►
PR #6335, opened 2018-02-18
Don't accept wildcard type bounds.

### LINKED ISSUE #10733: Parser accepts wildcards too freely
The spec:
◄
A reply that repeats all the data exactly is required.

PR #6335, opened 2018-02-18
Don't accept wildcard type bounds.

### LINKED ISSUE #10733: Parser accepts wildcards too freely
The spec:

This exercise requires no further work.